* _Work instructions_
Each entry below must be repeated word for word.

(Records from a data source)
___
PR #478, opened 2020-08-07
Custom metadata for measurement pages

kronaemmanuel:
- Measurement pages metadata being handled with HeadMetadata
- Country pages metadata being handled with CountryHead(instead of IntlHead)

### DIFF
--- a/cypress/integration/measurement.e2e.js
+++ b/cypress/integration/measurement.e2e.js
@@ -8,6 +8,30 @@ describe('Measurement Page Tests', () => {
   const ooniBlue = 'rgb(5, 136, 203)'
 
   describe('Web Connectivity tests', () => {
+    it('renders a valid accessible og:description', () => {
+      cy.visit('/measurement/20200807T220702Z_AS9009_VDIirQFXzvVZXGTDXrRKAd7oQB3CpnKGISOZLs7kQFV6RJNR7n')
+      cy.get('head meta[property="og:description"]')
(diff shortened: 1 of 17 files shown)


cypress/integration/measurement.e2e.js
```diff
@@ -3,6 +3,30 @@
...
+      cy.get('head meta[property="og:description"]')
+        .should('have.attr', 'content', 'On August 07, 2020, 10:35 PM UTC, http://www.google.com/search?q=lesbian was accessible in United States, explore more details and other measurements on OONI Explorer.')
+    })
+
+    // it('renders a valid website down og:description', () => {
+    //   cy.visit('')
+    //   cy.get('head meta[property="og:description"]')
+    //     .should('have.attr', 'content', '')
+    // })
+
```
hellais, line 29: Move all the above blocks into the existing test cases.

sarathms (changes requested):
This is excellent work @kronaemmanuel :clap: :+1:  I have left some comments. Most of it is about indentation/formatting. Everything else seems good.

Another suggestion is to split the end-to-end tests for measurement pages into separate files, for each nettest. Even better if they can be organized into a directory. Not sure if Cypress allows that.

sarathms (approved):
This is good to go. I have reviewed and rebased the code to work with the latest master branch. One step away from social media awesomeness. Good work @kronaemmanuel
___
* _Exercise solution_
PR #478, opened 2020-08-07
Custom metadata for measurement pages

kronaemmanuel:
- Measurement pages metadata being handled with HeadMetadata
- Country pages metadata being handled with CountryHead(instead of IntlHead)

### DIFF
--- a/cypress/integration/measurement.e2e.js
+++ b/cypress/integration/measurement.e2e.js
@@ -8,6 +8,30 @@ describe('Measurement Page Tests', () => {
   const ooniBlue = 'rgb(5, 136, 203)'
 
   describe('Web Connectivity tests', () => {
+    it('renders a valid accessible og:description', () => {
+      cy.visit('/measurement/20200807T220702Z_AS9009_VDIirQFXzvVZXGTDXrRKAd7oQB3CpnKGISOZLs7kQFV6RJNR7n')
+      cy.get('head meta[property="og:description"]')
(diff shortened: 1 of 17 files shown)


cypress/integration/measurement.e2e.js
```diff
@@ -3,6 +3,30 @@
...
+      cy.get('head meta[property="og:description"]')
+        .should('have.attr', 'content', 'On August 07, 2020, 10:35 PM UTC, http://www.google.com/search?q=lesbian was accessible in United States, explore more details and other measurements on OONI Explorer.')
+    })
+
+    // it('renders a valid website down og:description', () => {
+    //   cy.visit('')
+    //   cy.get('head meta[property="og:description"]')
+    //     .should('have.attr', 'content', '')
+    // })
+
```
hellais, line 29: Move all the above blocks into the existing test cases.

sarathms (changes requested):
This is excellent work @kronaemmanuel :clap: :+1:  I have left some comments. Most of it is about indentation/formatting. Everything else seems good.

Another suggestion is to split the end-to-end tests for measurement pages into separate files, for each nettest. Even better if they can be organized into a directory. Not sure if Cypress allows that.

sarathms (approved):
This is good to go. I have reviewed and rebased the code to work with the latest master branch. One step away from social media awesomeness. Good work @kronaemmanuel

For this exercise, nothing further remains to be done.